_Saved data entries_:
PR #7851, opened 2021-11-09
Add Delta Tailoring Files to the Build System

Mab879:
#### Description:

Builds the delta tailoring files for RHEL7 and RHEL8.

#### Rationale:

So that we can releases these files to downstream.


cmake/SSGCommon.cmake
```diff
@@ -761,6 +761,32 @@ macro(ssg_make_all_tables PRODUCT)
     )
 endmacro()
 
+macro(ssg_build_rule_dir_json)
+    add_custom_command(
+        OUTPUT "${CMAKE_BINARY_DIR}/rule_dirs.json"
+        COMMAND env "PYTHONPATH=$ENV{PYTHONPATH}" "${PYTHON_EXECUTABLE}" "${CMAKE_SOURCE_DIR}/utils/rule_dir_json.py" --output "${CMAKE_BINARY_DIR}/rule_dirs.json" --root "${CMAKE_SOURCE_DIR}"
```
yuumasato, line 767: @jan-cerny @matejak Thoughts on generating the `build/rule_dirs.json` by default?

I know there were discussions about this in the past, but couldn't find them.

cmake/SSGCommon.cmake
```diff
@@ -761,6 +761,32 @@ macro(ssg_make_all_tables PRODUCT)
...
+endmacro()
+
+macro(ssg_build_disa_delta PRODUCT PROFILE)
+    file(GLOB DISA_SCAP_REF "${SSG_SHARED_REFS}/disa-stig-${PRODUCT}-v[0-9]*r[0-9]*-xccdf-scap.xml")
+        add_custom_command(
+            OUTPUT "${CMAKE_BINARY_DIR}/${PRODUCT}_{$PROFILE}_delta_tailoring.xml"
+            COMMAND env "PYTHONPATH=$ENV{PYTHONPATH}" "${PYTHON_EXECUTABLE}" "${CMAKE_SOURCE_DIR}/utils/create_scap_delta_tailoring.py" --root "${CMAKE_SOURCE_DIR}" --product "${PRODUCT}" --manual "${DISA_SCAP_REF}" --json "${CMAKE_BINARY_DIR}/rule_dirs.json" --profile "${PROFILE}" --reference "stigid" --output "${CMAKE_BINARY_DIR}/${PRODUCT}_${PROFILE}_delta_tailoring.xml"
+            DEPENDS "${CMAKE_BINARY_DIR}/ssg-${PRODUCT}-ds.xml"
+            DEPENDS "${CMAKE_BINARY_DIR}/rule_dirs.json"
+            COMMENT "[${PRODUCT}-generate-ssg-delta] generating disa tailering file"
```
yuumasato, line 782: Typo: `tailering`

cmake/SSGCommon.cmake
```diff
@@ -761,6 +761,32 @@ macro(ssg_make_all_tables PRODUCT)
...
+        COMMENT "[rule_dir_json] generating rule_dirs.json"
+    )
+    add_custom_target("generate-ssg-rule_dir_json"
+        DEPENDS "${CMAKE_BINARY_DIR}/rule_dirs.json"
+    )
+endmacro()
+
+macro(ssg_build_disa_delta PRODUCT PROFILE)
+    file(GLOB DISA_SCAP_REF "${SSG_SHARED_REFS}/disa-stig-${PRODUCT}-v[0-9]*r[0-9]*-xccdf-scap.xml")
+        add_custom_command(
```
yuumasato, line 777: Indentantion seems to be off.

cmake/SSGCommon.cmake
```diff
@@ -761,6 +761,32 @@ macro(ssg_make_all_tables PRODUCT)
...
+            OUTPUT "${CMAKE_BINARY_DIR}/${PRODUCT}_{$PROFILE}_delta_tailoring.xml"
+            COMMAND env "PYTHONPATH=$ENV{PYTHONPATH}" "${PYTHON_EXECUTABLE}" "${CMAKE_SOURCE_DIR}/utils/create_scap_delta_tailoring.py" --root "${CMAKE_SOURCE_DIR}" --product "${PRODUCT}" --manual "${DISA_SCAP_REF}" --json "${CMAKE_BINARY_DIR}/rule_dirs.json" --profile "${PROFILE}" --reference "stigid" --output "${CMAKE_BINARY_DIR}/${PRODUCT}_${PROFILE}_delta_tailoring.xml"
```
yuumasato, line 779: How about outputting the tailoring to `${CMAKE_BINARY_DIR}/${PRODUCT}/tailoring/${PRODUCT}_${PROFILE}_delta_tailoring.xml` ?

cmake/SSGCommon.cmake
```diff
@@ -761,6 +761,32 @@ macro(ssg_make_all_tables PRODUCT)
...
+            DEPENDS "${CMAKE_BINARY_DIR}/ssg-${PRODUCT}-ds.xml"
+            DEPENDS "${CMAKE_BINARY_DIR}/rule_dirs.json"
+            COMMENT "[${PRODUCT}-generate-ssg-delta] generating disa tailering file"
+         )
+
+        add_custom_target(generate-ssg-delta-${PRODUCT}-${PROFILE}
+            DEPENDS "${CMAKE_BINARY_DIR}/${PRODUCT}_{$PROFILE}_delta_tailoring.xml"
```
yuumasato, line 786: There is a typo (`{$PROFILE}`) which causes `create_scap_detal_tailoring.py` to run everytime.

yuumasato (changes requested):
You also need to add `install` commands so that the tailoring file is moved to its directory during package install.
Check out https://github.com/ComplianceAsCode/content/blob/master/CMakeLists.txt#L28 for inspiration.
I'm thinking a good path might be: `"${CMAKE_INSTALL_DATADIR}/scap-security-guide/tailoring"`

I'm also thinking that the whole output of `create_scap_delta_tailoring.py` is unnecessary when it is plugged into the build system. Maybe add an option to make it silent?

cmake/SSGCommon.cmake
jan-cerny: My concern would be that the `utils/rule_dir_json.py` is very slow, ~ 12 s on my beef laptop.

cmake/SSGCommon.cmake
```diff
@@ -761,6 +761,36 @@ macro(ssg_make_all_tables PRODUCT)
...
+            DEPENDS "${CMAKE_BINARY_DIR}/rule_dirs.json"
+            DEPENDS "${PRODUCT}-content"
+            COMMENT "[${PRODUCT}-generate-ssg-delta] generating disa tailoring file"
+         )
+
+        add_custom_target(generate-ssg-delta-${PRODUCT}-${PROFILE}
+            DEPENDS "${CMAKE_BINARY_DIR}/${PRODUCT}/tailoring/${PRODUCT}_${PROFILE}_delta_tailoring.xml"
+        )
+
+        install(FILES "${CMAKE_BINARY_DIR}/${PRODUCT}/tailoring/${PRODUCT}_{$PROFILE}_delta_tailoring.xml"
```
yuumasato, line 790: Typo again, :) `{$PROFILE}`

cmake/SSGCommon.cmake
```diff
@@ -761,6 +761,36 @@ macro(ssg_make_all_tables PRODUCT)
...
+                DESTINATION SSG_TAILORING_INSTALL_DIR)
```
yuumasato, line 791: Expand the variable `SSG_TAILORING_INSTALL_DIR`, :)

`- Installing: /tmp/SSG_TAILORING_INSTALL_DIR/rhel8_stig_delta_tailoring.xml`

cmake/SSGCommon.cmake
yuumasato: The `rule_dirs.json` is used to collect the Ids of rules applicable to the product:
https://github.com/ComplianceAsCode/content/blob/28a5fb54a949065fbed57a9c6e39e5ddc931961a/utils/create_scap_delta_tailoring.py#L56

But as we are plugging the script into the build system, we could use the data that is available as part of the build pipeline. So collecting the Ids of rules applicable to the product can done by listing the files in `build/${PRODUCT}/rules`.

But I also see the value in being able to run `create_scap_delta_tailoring.py` without doing the whole build.
So the script could either receive a `rule_dir_json.py` or a `--resolved-rules-dir`?

During the build the target `generate-ssg-delta-${PRODUCT}-${PROFILE}` would depend on `${PRODUCT}-compile-all`.

yuumasato (changes requested):

yuumasato (approved):
LGTM.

_TASK DETAILS_:
Only a number is expected here: the tally of lines above that contain "rules". Please write nothing more.

_ANSWER TO THIS TASK_:
3